■ TASK STATEMENT ■
Wherever the word "Search" appears in the entries, copy the whole line.

─── INPUT

PR #38841, opened 2025-11-17
Search tsp rc

xiangyan99:
Convert Search data plane swagger 2025-11-01-preview into tsp.


weshaggard:
Force merged as all the failures are known and expected according to @xiangyan99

──────

■ RESULT ■
Search tsp rc
Convert Search data plane swagger 2025-11-01-preview into tsp.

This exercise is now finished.